- **Work order**: Take each line in the entries below that holds "This" and show it.
Top of Input data
PR #442, opened 2023-04-04
fix pandas version issues

alenajk:
## Status
- [x] **Ready**

## Description
Fixing pandas version errors

## Related PRs
- [x] This PR is independent

### DIFF
--- a/onecodex/analyses.py
+++ b/onecodex/analyses.py
@@ -367,7 +367,7 @@ class AnalysisMixin(
 
             level = rank.level
             tax_ids_to_keep = []
-            unclassified_tax_ids = []
+            unclassified_tax_ids = set()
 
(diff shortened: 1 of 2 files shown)


onecodex/analyses.py
```diff
@@ -367,7 +367,7 @@ def _to_classification_df(
 
             level = rank.level
             tax_ids_to_keep = []
-            unclassified_tax_ids = set()
```
jairideout, line 370: This needs to be a set because there could be duplicate tax IDs. To fix the pandas error, you can convert the set to a list on line 390 (the order of tax IDs doesn't matter because we're just summing their abundances)

jairideout (changes requested):

jairideout (approved):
Bottom of Input data
- **Response area**:
- [x] This PR is independent
jairideout, line 370: This needs to be a set because there could be duplicate tax IDs. To fix the pandas error, you can convert the set to a list on line 390 (the order of tax IDs doesn't matter because we're just summing their abundances)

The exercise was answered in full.